Peninggalan Hindu terbesar pada jaman Dalem Waturenggong
adalah dengan ditatanya kembali Pura Besakih yang merupakan tempat pemujaan
umat Hindu di seluruh Dunia. Peninggalan-peninggalan Kerajaan Hindu di
Indonesia Sebelum Kemerdekaan Peninggalan Kerajaan Hindu sebelum Kemerdekaan
akan diklasifikasikan sebagai berikut:
a.Masa Pemerintahan Kerajaan Kutai:
- diketemukannya Yupa sebanyak 7 buah.
b. Masa Pemerintahan
Kerajaan Taruma Negara di Jawa Barat, berupa:
- diketemukannya 7 buah prasati batu yang disebut Saila Prasasti, yang terdiri dari:
a. Prasasti Ciaruteun,
b. Prasasti Tugu,
c. Prasasti Kebon Kopi,
d. Prasasti Pasir Awi,
e. Prasasti Muara Cianten,
f. Prasasti Lebak, dan
g. Prasasti Jambu.
a. Peninggalan
Kerajaan Hindu di Jawa Tengah, meliputi:
1. Prasasti, yang meliputi Prasasti Tuk Mas dan Prasasti
Canggal,
2. Bangunan Suci, meliputi: Candi Prambanan atau Candi Loro
Jonggrang.
b. Peninggalan
Kerajaan Hindu di Jawa Timur, meliputi:
1. Arca, seperti arca Garuda Wisnu, Arca Rsi Agastya dan
Patung Kepala Gajah Mada,
2. Bangunan Suci berupa Candi Penataran
3. Karya Sastra, meliputi:
- a. Kakawin Bharatayuda karya Empu Sedah dan Empu Panuluh,
- b. Kakawin Sutasoma karya Empu Tantular,
- c. Kakawin Arjuna Wiwaha karya Empu Kanwa.
c. Peninggalan
Kerajaan Hindu di Bali, meliputi:
5. Arca berupa perwujudan Maharsi Agastya,
6.Prasasti yaitu Prasasti Blanjong Sanur,
7.Cap-cap kecil yang berisi mantra-mantra Budha,
8. Prasasti yang dikeluarkan oleh Raja Marakata dan Anak
Wungsu yang berisi sapata yang menyebutkan Dewa-dewa Hindu dan Maharsi Agastya,
9. Bangunan Suci seperti: Pura Sad Kahyangan, Pura Dang
Kahyangan dan Pura Besakih,
10. Peninggalan berupa Candi yakni Candi tebing yang bernama
Candi Gunung Kawi.
PANCA YADNYA
Arti Panca Yadnya
Kata Panca Yadnya terdiri dari dua kata, yaitu kata Panca
dan Yadnya. Panca berarti Lima, Yadnya berarti persembahan suci.
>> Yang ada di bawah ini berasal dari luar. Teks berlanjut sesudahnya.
PR #1425, opened 2023-03-29
feat: The loaded resource for pagination

CorrectRoadH:
## Functions:
- The loaded resource for pagination
- Loading all resources before searching
- Loading all resources before clearing

## Screen
CS_2023-03-30_at_09 00 44@2x
CS_2023-03-30_at_09 00 49@2x


web/src/pages/ResourcesDashboard.tsx
```diff
@@ -150,9 +157,46 @@ const ResourcesDashboard = () => {
...
+      resolve();
+    }
+  };
+
   const handleSearchResourceInputChange = (query: string) => {
-    setQueryText(query);
-    setSelectedList([]);
+    // to prevent first tiger when page is loaded
+    if (query === queryText) return;
+    loadAllResources(() => {
```
boojack, line 196:
```
await fetchAllResources()
setQueryText()
// ...
```

boojack (approved):
LGTM, otherwise

web/src/pages/ResourcesDashboard.tsx
```diff
@@ -150,9 +157,46 @@ const ResourcesDashboard = () => {
...
+      } else {
+        setIsComplete(false);
+      }
+    } catch (error: any) {
+      console.error(error);
+      toast.error(error.response.data.message);
+    }
+  };
+
+  const loadAllResources = async (resolve: () => void) => {
```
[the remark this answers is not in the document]
CorrectRoadH: Use the callback format because both clear and search need to fetch all resources. Writing the same code twice is inelegant. And in the future, there may be other functions that need to fetch all resources. So I think this abstraction is appropriate.

web/src/pages/ResourcesDashboard.tsx
```diff
@@ -150,9 +157,45 @@ const ResourcesDashboard = () => {
...
+
+  const loadAllResources = async (resolve: (allResources: Resource[]) => void) => {
+    if (!isComplete) {
+      loadingState.setLoading();
+      try {
+        await resourceStore.fetchResourceList().then((allResources) => {
+          loadingState.setFinish();
+          setIsComplete(true);
+          resolve(allResources);
+        });
```
boojack, line 182:
```suggestion
        const allResources = await resourceStore.fetchResourceList();
        loadingState.setFinish();
        setIsComplete(true);
        resolve(allResources);
```

boojack (approved):
LGTM

PR #1472, opened 2023-04-04
feat: add front end unit test

CorrectRoadH:
## What does the PR do?
add some hook, redux, function and component and snap test and testing in CI.

## Test cases
Hook:
useLoading
- all path coverage

useToggle
- all path coverage

Reducer:
filter
- add a tag
- add a content
- add visibility limit
- add a new tag to replace old tag

Function:
- i18n

component:
- memos
- resourceCover
- resourceItemDropdown

### Why upgrade these deps: @types/node @types/react @types/react-dom
Because there is a bug that throws error when `pnpm build`.
[reactjs - Duplicate identifier 'LibraryManagedAttributes' - Stack Overflow](https://stackoverflow.com/questions/52399839/duplicate-identifier-librarymanagedattributes)

### Why add 6000+ code?
It seem caused by pnpm-lock.yaml. I try remove the pnpm-lock.yaml and download from latest source. But it didn't have any effect that reduce the number of new code🤔 

### Why upgrade vite version  from 4.0.0 to 4.0.4(**Obsolete**)
Because vitest need vite 4.0.4 to fix the bug of display type does not exist
[typescript - Vitest defineConfig, 'test' does not exist in type 'UserConfigExport' - Stack Overflow](https://stackoverflow.com/questions/72146352/vitest-defineconfig-test-does-not-exist-in-type-userconfigexport).

### use result.current[0] instead of value to expect
normal hook test like
```typescript
  it("setFailed should set the state to failed", () => {
    const { result } = renderHook(() => useLoading());
    act(() => {
      result.current.setFinish();
    });
    expect(result.current.isLoading).toBe(false);
    expect(result.current.isFailed).toBe(false);
    expect(result.current.isSucceed).toBe(true);
  });
```
But useToggle return a list. So i can't call the function by name. So like 
```typescript
  it("useToggle should toggle the value to false", () => {
    const { result } = renderHook(() => useToggle(true));
    // eslint-disable-next-line @typescript-eslint/no-unused-vars
    const [_, toggle] = result.current;
    act(() => {
      toggle();
    });
    expect(result.current[0]).toBe(false);
  });
```
if i use `const [value, toggle] = result.current;`and use `expect(value).toBe(false);`, the value wouldn't update the value.

### The bug when testing i18n
The implementation of `findNearestLanguageMatch` in this i18n seems to rely on the fallback  function of i18n when some special language such as zh. So some tests don't pass, but they work fine in the browser.


itschip:
@CorrectRoadH have you been thinking of picking this up again? If not, I can give it a go :)

CorrectRoadH:
> @CorrectRoadH have you been thinking of picking this up again? If not, I can give it a go :)

🤣 No. You can try it.

Issue #1408, opened 2023-03-24
可否在 memo 的 ... 处添加个“复制链接”？


jetsung:
### Is your feature request related to a problem?

是

### Describe the solution you'd like

希望在 `memo` 的 ... 处添加个“复制链接”
![image](https://user-images.githubusercontent.com/3362147/227546530-3b32805f-0f81-46e9-8c20-e705087e35f8.png)

因为当内容很长，比如代码分享时，需要滚动鼠标滚轮到下方才能找到“链接”，很不方便
![image](https://user-images.githubusercontent.com/3362147/227548340-76725071-c3ea-4b1e-8c47-fa9c9a3929d4.png)

HappyZ:
Might be even simpler to move the bottom row to the top :P 

I like the idea to add copy link though to simplify user journey

HappyZ:
I'll take it.

HappyZ:
Updated 1.12.1 and noticed #1498 this change removed copy link in each memo, which basically rolls back the original CL. Can I learn a bit more why it's removed again?

HappyZ:
@boojack

boojack:
@HappyZ The main reason is to reduce the number of buttons, while the link is part of sharing, so it is put in the share dialog. Just like Twitter does.

<img width="590" alt="image" src="https://user-images.githubusercontent.com/24653555/230803351-7a145ca4-f2a0-4c85-8049-dc079c0e6cc8.png">

PR #1474, opened 2023-04-05
chore: add "copy link" for each memo

HappyZ:
addressing issue #1408


web/src/components/ShareMemoDialog.tsx
```diff
@@ -179,6 +154,31 @@ const ShareMemoDialog: React.FC<Props> = (props: Props) => {
...
+              bgColor={"#F3F4F6"}
+              fgColor={"#4B5563"}
+              includeMargin={false}
+            />
+          </div>
+          <span className="time-text">{memo.createdAtStr}</span>
+          <div className="memo-content-wrapper">
+            <MemoContent content={memo.content} showFull={true} />
+            <MemoResources resourceList={memo.resourceList} />
+          </div>
```
boojack, line 180: Is this expected? The watermark is on top of content.
image

HappyZ: Yea I moved it so for really long content, if you simply want to do image or scan qr code it can be on the top without scrolling down. Let me know what you think.

boojack: The content is more important than the QR code. Maybe we should keep the origin order in this PR and think of a better layout style.

HappyZ: To confirm, you mean no change to ShareMemoDialog at all, or still keep the first row "visibility, image, link"?

boojack: Yeah

boojack (approved):
LGTM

Kata Yadnya
berasal dari Bahasa Sanskerta dari urat kata Yaj dan masuk dalam kelas kata
maskulinum yang berarti orang yang berkorban. Jadi Panca Yadnya berarti lima
persembahan suci dengan tulus ikhlas.
Dalam melaksanakan sebuah Yadnya hendaknya diketahui
syarat-syarat Yadnya. Adapun syarat-syarat sebuah yadnya, meliputi:
a. Harus dilandasi dengan keikhlasan yang disertai kesucian
hati,
b. Didasari dengan cinta kasih yang diwujudkan dengan rasa
bhakti yang tulus, cinta kepada sesama, cinta kepada binatang dan cinta kepada
lingkungan,
c. Yang harus dilakukan sesuai kemampuan agar tidak menjadi
beban bgi kita,
d. Beryadnya harus dilandasi perasaan beryadnya sebagai
sebuah kewajiban.
Jenis-jenis Panca
Yadnya
Sebelum membahas jenis-jenis Panca Yadnya dan penjelasannya,
akan dijelaskan terlebih dahulu latar belakang munculnya Yadnya. Pada setiap
manusia yang terlahir ke dunia ini sudah membawa hutang yang jumlahnya tiga
yang disebut Tri Rna. Tentang Tri
Rna dimuat dalam Kitab Manawa
Dharmasastra VI.35, sebagai berikut:
Rinani trinyapakritya
manomok
Se niwecayet
Anapakritya moksam tu
sewama
No wrajatyadhah
Artinya:
Kalau ia telah membayar tiga macam hutangnya ( kepada Tuhan,
kepada Leluhur dan kepada Orangtua), hendaknya ia menunjukkan pikirannya untuk
memcapai kebebasan terakhir, ia yang mengejar kebebasan terakhir itu tanpa
menyelesaikan tiga macam hutangnya akan tenggelam ke bawah.
Tri Rna
Adalah tiga macam hutang yang dibawa sejak lahir, meliputi:
a. Dewa Rna yaitu hutang kepada para Dewa/Ida Sang Hyang
Widhi karena telah menciptakan dan
memberikan kita hidup.
b. Pitra Rna yaitu hutang kepada Leluhur baik yang sudah
meninggal maupun orangtua yang masih hidup. Kita berhutang kepada leluhur
karena Beliau telah menghidupi kita, merawat, mendidik, mengasuh dari sejak
dalam kandungan sampai menjadi manusia dewasa.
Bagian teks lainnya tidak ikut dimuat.